Leggiamo nello studio: «Un’alta resa agricola – ritenuta necessaria a creare profitto per agricoltori, produttori e rivenditori mantenendo bassi i prezzi per i consumatori (e generando inutile spreco necessario ad alimentare un sistema distorto e ingordo, aggiungiamo noi) – richiede un uso di fertilizzanti economici. Si stima che oltre il 60% delle coltivazioni si basa sull’uso i fertilizzanti sintetici composti da sostanze come metano, diossido di carbonio, ammoniaca e azoto. Componenti che contribuiscono ad alimentare i gas serra». Non ci sorprende ma il nuovo studio, come precisa il professor Peter Horton, Chief Research Advisor al Grantham Centre for Sustainable Futures all’ University of Sheffield e co-curatore della ricerca, «mette a fuoco una parte fondamentale della sfida al raggiungimento della sicurezza alimentare: risolvere i conflitti del sistema agroalimentare il cui scopo primario oggi non è garantire la sicurezza alimentare globale, ma fare soldi»».

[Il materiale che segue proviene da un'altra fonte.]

PR #612, opened 2016-07-17
Disallow direct database calls.

jrfnl:
From the handbook:
> Avoid touching the database directly. If there is a defined function that can get the data you need, use it. Database abstraction (using functions instead of queries) helps keep your code forward-compatible and, in cases where results are cached in memory, it can be many times faster.

Ref: https://make.wordpress.org/core/handbook/best-practices/coding-standards/php/#database-queries

This section was, AFAICS, so far not covered.

This PR covers checking for any calls made to PHP functions which can approach mysql type databases.
If any such function is found, an `error` will be thrown.

In a future PR, a similar check should be created for calls to native PHP DB Classes, such as PDO.

To that end, I've created a new sniff sub-folder called `DB` to hold both this as well as the class check sniff at a later date.

------
FYI: travis will fail on this PR because of the second bug in #609 as described here: https://github.com/WordPress-Coding-Standards/WordPress-Coding-Standards/pull/609#issuecomment-233163109

Once #609 is merged and this would be rebased, the unit tests will pass.

### DIFF
--- a/WordPress-Core/ruleset.xml
+++ b/WordPress-Core/ruleset.xml
@@ -113,4 +113,6 @@
 	<rule ref="WordPress.WP.I18n"/>
 	<rule ref="WordPress.Functions.DontExtract"/>
 
+	<rule ref="WordPress.DB.RestrictedFunctions"/>
+
 </ruleset>
--- a/WordPress/Sniffs/DB/RestrictedFunctionsSniff.php
+++ b/WordPress/Sniffs/DB/RestrictedFunctionsSniff.php
@@ -1,0 +1,59 @@
+<?php
+/**
+ * WordPress Coding Standard.
+ *
+ * @category PHP
+ * @package  PHP_CodeSniffer
+ * @link     https://make.wordpress.org/core/handbook/best-practices/coding-standards/
+ */
+
+/**
+ * Verifies that no database related PHP functions are used.
+ *
+ * "Avoid touching the database directly. If there is a defined function that can get
+ *  the data you need, use it. Database abstraction (using functions instead of queries)
+ *  helps keep your code forward-compatible and, in cases where results are cached in memory,
+ *  it can be many times faster."
+ *
+ * @link     https://make.wordpress.org/core/handbook/best-practices/coding-standards/php/#database-queries
+ *
+ * @category PHP
+ * @package  PHP_CodeSniffer
+ * @author   Juliette Reinders Folmer <wpplugins_nospam@adviesenzo.nl>
+ */
+class WordPress_Sniffs_DB_RestrictedFunctionsSniff extends WordPress_AbstractFunctionRestrictionsSniff {
+
+	/**
+	 * Groups of functions to restrict.
+	 *
+	 * Example: groups => array(
+	 * 	'lambda' => array(
+	 * 		'type'      => 'error' | 'warning',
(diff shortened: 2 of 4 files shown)


GaryJones:
I'm not sure this should be an error, as sometimes there might be no choice but to craft a custom call, though I guess where there is no choice but to do direct DB calls, this sniff could be disabled.
Nothing covering PDO or PostgreSQL?

jrfnl:
> I'm not sure this should be an error, as sometimes there might be no choice but to craft a custom call, though I guess where there is no choice but to do direct DB calls, this sniff could be disabled.

Or selectively disabled for one particular file.

> Nothing covering PDO or PostgreSQL?

See my remark above:
> > In a future PR, a similar check should be created for calls to native PHP DB Classes, such as PDO.

I'm working on creating an abstract sniff to check for classes and class related calls which can then be used as the basis for this.

JDGrimes:
> I'm not sure this should be an error

IMO using anything beside `$wpdb` to touch the database should definietely be an error.

Actually though, I think it is somewhat ambiguous exactly what that passage in the handbook means. At first I assumed that it was talking about using `$wpdb` directly, rather than, e.g., `get_posts()`. I'm really not sure, as there are no examples there. That'd be another check for another sniff though, if so.

jrfnl:
> Actually though, I think it is somewhat ambiguous exactly what that passage in the handbook means.

Maybe I should have also included the second paragraph from the handbook:
> If you must touch the database, get in touch with some developers by posting a message to the wp-hackers mailing list. They may want to consider creating a function for the next WordPress version to cover the functionality you wanted.

To me, that implied - touching the DB using WP functions is ok, touching the DB using PHP functions is not.

jrfnl:
Rebased so travis run will pass.

JDGrimes:
>> If you must touch the database, get in touch with some developers by posting a message to the wp-hackers mailing list. They may want to consider creating a function for the next WordPress version to cover the functionality you wanted.
> 
> To me, that implied - touching the DB using WP functions is ok, touching the DB using PHP functions is not.

I thought that paragraph ambiguous as well. It could just as easily mean, e.g., "if there is no function to get a post, ask the developers to introduce `get_post()` in the next release".

jrfnl:
> I thought that paragraph ambiguous as well.

It **_is_** ambiguous and I agree it should be clarified. The question is how far this rule goes.

However, I also believe that we can all agree that *if* a database call is made, it should *always* be done via WP functions/classes/methods and never via direct PHP DB calls. That's kind of the bare minimum which would be covered by the rule.
And that's all that's currently covered in this PR and PR #615.

If it would, at a later point in time, become clear that part of the WP db functions should also be discouraged, either an additional sniff could be added or these sniffs could be added to.

GaryJones:
I've got a client site, which touches non-WP tables inside the WP database, and other tables in a new DB. The former uses PDO, though could be converted to use `$wpdb`, but the latter couldn't.

jrfnl:
> I've got a client site, which touches non-WP tables inside the WP database, and other tables in a new DB. The former uses PDO, though could be converted to use $wpdb, but the latter couldn't. 

IMHO that would be a typical exception situation where you would either turn off this particular sniff for the files making those calls or lower the level from error to warning via the config.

Insomma siamo davanti all’evidenza ormai scientifica. «Con cento milioni di tonnellate di fertilizzanti usati ogni anno nel mondo per sostenere la produzione agricola, il problema è enorme» aggiunge Horton, «eppure l’impatto ambientale non viene conteggiato dal sistema, e quindi al momento non ci sono incentivi reali per ridurre la dipendenza dai fertilizzanti».

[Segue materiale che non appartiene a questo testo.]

PR #613, opened 2016-07-17
Update WPCS testing procedure

GaryJones:
I don't have `phpcs` installed globally, but PHPCS now has it as a requirement, so `vendor/bin/phpcs` can be used.


JDGrimes:
@GaryJones I think you meant:

> I don't have phpunit installed globally, but PHPCS now has it as a requirement, so vendor/bin/phpunit can be used.

GaryJones:
`phpunit`, `phpcs`, it's all the same :-D

PR #615, opened 2016-07-18
Add sniff for Restricted Database Classes.

jrfnl:
* Added `AbstractClassRestrictionsSniff` class which can sniff for the use of (namespaced) classes. The abstract class does currently not support `use` statement aliased namespaces.
* Refactored the `AbstractFunctionRestrictionsSniff` somewhat to make parts more reusable and extended the `AbstractClassRestrictionsSniff` from this class.
	* This refactoring includes a small efficiency improvement where the function regular expressions are no longer rebuild for every token, but only build once.
* Added `DB/RestrictedClassesSniff` to actually sniff for the Restricted DB Classes.
* Added extensive unit tests which test both the `DB/RestrictedClassesSniff` as well as the complete functionality of the Abstract class.

If at some point in the future the `AbstractFunctionRestrictionsSniff` would need to support namespaces too, this will not be too hard to do. Some functions would need to be moved from the `AbstractClassRestrictionsSniff`  to the `AbstractFunctionRestrictionsSniff` and the functionname determination would need to start using them, but the underlying logic has already been build.

This is the sister-PR to #612 which covers the function sniffing for direct DB calls.

### DIFF
--- a/WordPress-Core/ruleset.xml
+++ b/WordPress-Core/ruleset.xml
@@ -114,7 +114,8 @@
 	<rule ref="WordPress.WP.I18n"/>
 	<rule ref="WordPress.Functions.DontExtract"/>
 	<rule ref="WordPress.NamingConventions.ValidHookName"/>
-
 	<rule ref="WordPress.DB.RestrictedFunctions"/>
+
+	<rule ref="WordPress.DB.RestrictedClasses"/>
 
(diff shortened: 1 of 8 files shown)


jrfnl:
Rebased for merge conflict (also done for the others which were conflicting)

E gli studiosi britannici non si fermano all’analisi del problema ma ci danno anche possibili soluzioni, come ci spiega il professor Duncan Cameron, Co-director del P3 Centre for Translational Plant and Soil Science: «Il problema dei fertilizzanti si può risolvere migliorando le pratiche agronomiche. Per esempio sfruttare al meglio la produzione biologica unita alle nuove tecnologie che permettono di monitorare al meglio la fertilità del suolo e lo stato di salute delle piante».